_Saved entries_.
PR #754, opened 2025-12-05
[COMPRESS-714] Internal IllegalArgumentException in ZipFile and TarFile creation is not caught

garydgregory:
Fixes Jira https://issues.apache.org/jira/browse/COMPRESS-714


src/main/java/org/apache/commons/compress/archivers/tar/TarFile.java
```diff
@@ -191,13 +191,16 @@ private TarFile(final Builder builder) throws IOException {
             while ((entry = getNextTarEntry()) != null) {
                 entries.add(entry);
             }
-        } catch (final IOException ex) {
+        } catch (final IOException | IllegalArgumentException e) {
```
ppkarwasz: I’m wondering whether extending the catch clause from `IOException` to `IOException | IllegalArgumentException` is the right boundary. If the intention is to shield users from **any** unexpected internal failures we should rather catch `Exception`.

However, I see unchecked exceptions here as symptoms of underlying bugs. Masking them in the constructor can improve user experience, but only hides the bugs, instead of solving them.

In the specific case of COMPRESS-714, the `IllegalArgumentException` comes from a bug in `SeekableInMemoryByteChannel`. According to the `position()` contract, providing a position larger than the channel size should not result in an exception, so the current implementation violates that contract:

https://github.com/apache/commons-compress/blob/b83da24c57ec32cf4c4ee7dcb58b09861c9c17ce/src/main/java/org/apache/commons/compress/utils/SeekableInMemoryByteChannel.java#L114-L121

ppkarwasz (changes requested):

src/main/java/org/apache/commons/compress/archivers/tar/TarFile.java
garydgregory: Hm good catch, here's a fix: https://github.com/apache/commons-compress/pull/756 (now merged).

src/main/java/org/apache/commons/compress/archivers/sevenz/SevenZFile.java
```diff
@@ -629,9 +629,7 @@ private SevenZFile(final Builder builder) throws IOException {
             archive = readHeaders(password);
             this.password = password != null ? Arrays.copyOf(password, password.length) : null;
         } catch (final ArithmeticException | IllegalArgumentException e) {
-            final ArchiveException archiveException = new ArchiveException(e);
-            IOUtils.close(channel, archiveException::addSuppressed);
-            throw archiveException;
+            throw IOUtils.closeQuietly(channel, new ArchiveException(e));
         }
```
ppkarwasz, line 640: Honestly, I wouldn't delay the release of `commons-compress` version `1.29.0` more than it already has been to wait for a new version of `commons-io`.

Let's use what we have in `2.21.0`:

```java
        } catch (final Exception e) {
            final IOException ioe = e instanceof IOException ? (IOException) e : new ArchiveException(e);
            IOUtils.closeQuietly(channel, ioe::addSuppressed);
            throw ioe;
        }
```

When we **do** release Commons IO version `2.22.0`, we'll update this call site and **all** the other call sites that might benefit from the new method. There is no chance to forget that, since `closeQuietly` becomes ambiguous in IO `2.22.0`.

src/main/java/org/apache/commons/compress/archivers/zip/ZipFile.java
```diff
@@ -756,12 +756,8 @@ private ZipFile(final Builder builder) throws IOException {
...
             fillNameMap();
         } catch (final IOException e) {
-            final ArchiveException archiveException = e instanceof ArchiveException
-                    ? (ArchiveException) e
-                    : new ArchiveException("Error reading Zip content from " + builder.getName(), (Throwable) e);
             this.closed = true;
-            IOUtils.close(archive, archiveException::addSuppressed);
-            throw archiveException;
+            throw IOUtils.closeQuietly(archive, e);
         }
```
ppkarwasz, line 761: Same as above: I wouldn't rely on an unpublished IO method and use what is available now.

```java
        } catch (final Exception e) {
            this.closed = true;
            final IOException ioe = e instanceof IOException ? (IOException) e : new ArchiveException(e);
            IOUtils.closeQuietly(archive, ioe::addSuppressed);
            throw ioe;
        }
```

ppkarwasz (changes requested):

jtattermusch:
> @@aisle-analyzer experiment.

it's supposed to be @aisle-analyzer, can you please try again?

ideally in a new comment.

PR #763, opened 2026-03-10
docs: document security model

raboof:

- [ ] Write unit tests that match behavioral changes, where the tests fail if the changes to the runtime are not applied. This may not always be possible, but it is a best practice.
- [ ] Each commit in the pull request should have a meaningful subject line and body. Note that a maintainer may squash commits during the merge process.

### DIFF
--- a/src/site/xdoc/security.xml
+++ b/src/site/xdoc/security.xml
@@ -31,6 +31,28 @@
         of the Commons project</a>.</p>
       </section>
 
+      <section name="Security Model">
+        <p>Commons Compress may be used to process untrusted input data.
+        Input may be read from the network when this is explicitly requested,
+        but the processing of the compressed payload should not trigger
+        additional network access, unbounded deserialization
+        or code execution. It may require processing power proportional to
+        the size of the input. An input causing an OutOfMemoryError,
+        StackOverflowError, or another Error may be considered a DoS
+        vulnerability when it is unexpected based on the size of the input
+        and the resources (RAM, disk, etc) allocated to the process.</p>
+
+        <p>Input causing any other RuntimeException is expected and not a
+        vulnerability, but may be a regular bug when a more appropriate
+        Exception is available</p>
+
+        <p>Regular API parameters are typically designed to work with input
+        that is either trusted or validated/sanitized by the application
+        using the library unless otherwise specified, in accordance with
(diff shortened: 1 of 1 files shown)


garydgregory (changes requested):
I think we need to be more specific on "network" access because you can use a builder's setPath(...), setURI(...), or constructor's InputStream to cause access to a network drive ("network" as in LAN or WAN) or the internet at large. So I think we should skip this part or document that if you don't want that, then you need to guard for it.

WDYT?

raboof:
> I think we need to be more specific on "network" access because you can use a builder's setPath(...), setURI(...), or constructor's InputStream to cause access to a network drive ("network" as in LAN or WAN) or the internet at large. So I think we should skip this part or document that if you don't want that, then you need to guard for it.

I've now worded this as: "Input may be read from the network when this is explicitly requested, but the processing of the compressed payload should not trigger additional network access, unbounded deserialization or code execution.". WDYT?

garydgregory:
> unbounded deserialization

Much better :) But don't you mean "unbounded decompression" instead of "unbounded deserialization"?

raboof:
> > unbounded deserialization
> 
> Much better :) But don't you mean "unbounded decompression" instead of "unbounded deserialization"?

I really did mean "unbounded deserialization" (i.e. deserialization allowing instantiation of arbitrary classes) - perhaps "unrestricted deserialization" would be clearer?

Taking a step back here, to be honest I'm still somewhat on the fence on if we should promise the absence of DoS conditions even for small inputs. I added that because that's what I understood the consensus to be from the past advisories and the discussions on the list, but as I've been getting more involved as a volunteer I'm not entirely sure myself that this is something we're well-prepared to promise. I'm starting to lean towards only promising this for a few well-understood components, like Zip and Tar, and not promise it for 'all of them'.

How would you feel about that?

garydgregory:
I agree that we should not state anything in absolute terms like "guarantee", which you don't use anyway.

Anything "unbounded" is too loose I think in light of the discussion currently going on in https://github.com/apache/commons-compress/pull/777

Whether decompression or deserialization, in general, it's up to the app to configure our code or have the app guard against that case. We could state exceptions around proportional input size, and that's still loose since we're not going to state a number.

AFK here, let's keep cycling on this...

PR #764, opened 2026-03-11
COMPRESS-721 -- avoid reflection when possible in unpack200

tballison:

- [*] Read the [contribution guidelines](CONTRIBUTING.md) for this project.
- [ *] Read the [ASF Generative Tooling Guidance](https://www.apache.org/legal/generative-tooling.html) if you use Artificial Intelligence (AI).
- [* ] I used AI to create any part of, or all of, this pull request. Which AI tool was used to create this pull request, and to what extent did it contribute?
Claude Opus 4.6 significantly
- [* ] Run a successful build using the default [Maven](https://maven.apache.org/) goal with `mvn`; that's `mvn` on the command line by itself.
- [ ] Write unit tests that match behavioral changes, where the tests fail if the changes to the runtime are not applied. This may not always be possible, but it is a best practice.
- [* ] Write a pull request description that is detailed enough to understand what the pull request does, how, and why.
- [ *] Each commit in the pull request should have a meaningful subject line and body. Note that a maintainer may squash commits during the merge process.

### DIFF
--- a/src/changes/changes.xml
+++ b/src/changes/changes.xml
@@ -92,6 +92,7 @@ The <action> type attribute can be add,update,fix,remove.
       <action type="fix" dev="pkarwasz" due-to="Piotr P. Karwasz">Correct byte accounting and truncation errors in ARJ input stream.</action>
       <action type="fix" dev="pkarwasz" due-to="Piotr P. Karwasz">Add strict header validation in ARJ input stream and `selfExtracting` option.</action>
       <!-- FIX unpack200 -->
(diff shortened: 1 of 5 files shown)


garydgregory (changes requested):
Hello @tballison 

-1: These tests don't test anything new. They always pass, whether or not the changes to `main` are applied, inviting a regression to whatever you think you're fixing.

tballison:
@garydgregory this is the go bigger option with fully removing reflection. Pack200ModuleAccessTest fails when the fix is reverted.

tballison:
K, I moved this to draft to do a bit more research. I think this is ready for review now.

My belief is that the band-length OOM guard added in a3474d158 (unpack200 hardening) makes the BoundedInputStream's Codec.check() tripwire redundant...checkIntArray runs whether or not the stream is bounded.

This means that we could remove the BoundedInputStream entirely, but that would touch more of the code and would be a bigger PR.

Let me know what you think.

PR #765, opened 2026-03-28
[COMPRESS-722] Introduce handling of entries compressed by a specific method

uvoigt:
#### Content
This introduces the mode `autoCompress` of `ZipArchiveOutputStream`. If enabled, the stream uses factories of the implemented methods to create a compressing `OutputStream` per entry. When using this mode, it is no longer necessary to explicitly set the uncompressed size of an entry.

#### Additional modifications:
- It is no longer necessary to close explicitly close the last archive entry.

---

- [ x Write a pull request description that is detailed enough to understand what the pull request does, how, and why.

### DIFF
--- a/src/main/java/org/apache/commons/compress/archivers/zip/ZipArchiveOutputStream.java
+++ b/src/main/java/org/apache/commons/compress/archivers/zip/ZipArchiveOutputStream.java
@@ -87,11 +87,6 @@ public class ZipArchiveOutputStream extends ArchiveOutputStream<ZipArchiveEntry>
         protected long zipSplitSize;
 
         /**
-         * The options specifying how the file is opened.
-         */
-        protected OpenOption[] options;
-
-        /**
          * Whether this stream automatically compresses entries using registered compressor factories.
          */
         protected boolean autoCompress;
@@ -101,19 +96,6 @@ public class ZipArchiveOutputStream extends ArchiveOutputStream<ZipArchiveEntry>
          */
         protected AbstractBuilder() {
             setCharset(StandardCharsets.UTF_8);
-        }
-
-        /**
-         * Sets the options specifying how the file is opened.
-         *
-         * <p>Null by default.</p>
-         *
-         * @param options the opem options.
-         * @return {@code this} instance.
-         */
-        public B setOptions(OpenOption... options) {
-            this.options = options;
-            return asThis();
         }
 
         /**
@@ -180,10 +162,12 @@ public class ZipArchiveOutputStream extends ArchiveOutputStream<ZipArchiveEntry>
      * and writes it to the underlying StreamCompressor as raw (already-compressed) bytes.
      */
     private class CompressorBridgeOutputStream extends OutputStream {
+        private final byte[] oneByte = new byte[1];
+
         @Override
         public void write(final int b) throws IOException {
-            final byte[] buf = { (byte) b };
-            write(buf, 0, 1);
+            oneByte[0] = (byte) (b & ZipConstants.BYTE_MASK);
+            write(oneByte, 0, 1);
         }
 
         @Override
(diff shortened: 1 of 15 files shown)


src/main/java/org/apache/commons/compress/archivers/zip/ZipArchiveOutputStream.java
```diff
@@ -929,7 +1134,7 @@ public void finish() throws IOException {
         }
 
         if (entry != null) {
-            throw new ArchiveException("This archive contains unclosed entries.");
+            closeArchiveEntry();
```
mehmet-karaman, line 1116: To keep the API compatible with older clients, wouldn’t it be better to execute this only when the isAutoCompressed flag is set and otherwise still throw the exception?

src/test/java/org/apache/commons/compress/archivers/ArchiveOutputStreamTest.java
```diff
@@ -61,10 +61,15 @@ private void doCallSequence(final String archiveType) throws Exception {
         aos2.putArchiveEntry(aos2.createArchiveEntry(dummy, "dummy"));
         aos2.write(dummy);
 
-        // TODO check if second putArchiveEntry() can follow without closeAE?
```
mehmet-karaman, line 64: Ah.. sorry didn't saw that there is a todo.. Might be also a good time to fix this..

src/main/java/org/apache/commons/compress/archivers/zip/ZipArchiveOutputStream.java
mehmet-karaman: We can close this.. There was a todo in the ArchiveOutputStreamTest which is resolved by this change, so it was somehow planned to do..

src/test/java/org/apache/commons/compress/archivers/ArchiveOutputStreamTest.java
mehmet-karaman: This one can also be closed.

src/main/java/org/apache/commons/compress/archivers/zip/ZipArchiveOutputStream.java
uvoigt: It is tested in [testAutoCompressZstd(ZipMethod zipMethod)](https://github.com/apache/commons-compress/pull/765/changes#diff-540c440c3632bdafdb31449fccac357441aae5f8fd8689e8a17922a4e6caf7bdR43) for `auto-compress` and in [testAutoCompressFalsePreservesLegacyBehavior()](https://github.com/apache/commons-compress/pull/765/changes#diff-540c440c3632bdafdb31449fccac357441aae5f8fd8689e8a17922a4e6caf7bd) for user specified compressing.

mehmet-karaman:
Hi @garydgregory,

I hope you’re doing well. Just a quick friendly reminder before this gets out of scope :)

Thanks in advance!

garydgregory:
@uvoigt 

It's not forgotten. There are other tasks that are higher priority than new features 😉

mehmet-karaman:
Hi @garydgregory,

I just wanted to kindly follow up on this 🙂. Is there any chance we could move this PR forward?

Best regards,  
Mehmet

garydgregory:
Hello @mehmet-karaman 
Thank you for your patience. This is on my list. I am evaluating other PRs and issues. TY!

src/main/java/org/apache/commons/compress/archivers/zip/ZipArchiveOutputStream.java
```diff
@@ -66,6 +71,111 @@
...
+         *
+         * @param autoCompress {@code true} to automatically compress entries, {@code false} otherwise.
+         * @return {@code this} instance.
+         */
+        public B setAutoCompress(final boolean autoCompress) {
+            this.autoCompress = autoCompress;
+            return asThis();
+        }
+
+        @Override
```
garydgregory, line 127: @uvoigt 
Why is this method needed if all it does is call super?

uvoigt: @garydgregory 
This is because the super method is declared as `protected` and is therefore inaccessible within the `ZipArchiveOutputStream` constructor. Overriding it (without changing the access modifiers) makes it accessible there.

PR #770, opened 2026-04-23
[COMPRESS-723] TAR PAX header parsing: enforce memory bound to mitigate resource exhaustion from oversized headers

subbudvk:
Enforce a configurable memory bound on PAX header parsing via a new `maxPaxHeaderSize` builder option on `TarArchiveInputStream` and `TarFile`. The default is 10 MB (`TarConstants.DEFAULT_MAX_PAX_HEADER_SIZE`), enforced through the existing `MemoryLimitException.checkBytes()` mechanism. This closes the last unbounded allocation surface in the TAR parsing pipeline and follows the same defense-in-depth pattern already established for entry names and 7z headers.


subbudvk:
@garydgregory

_What you have to do_.
Reproduce every line of the records containing the string "keep".

_Task solution_.
AFK here, let's keep cycling on this...
mehmet-karaman, line 1116: To keep the API compatible with older clients, wouldn’t it be better to execute this only when the isAutoCompressed flag is set and otherwise still throw the exception?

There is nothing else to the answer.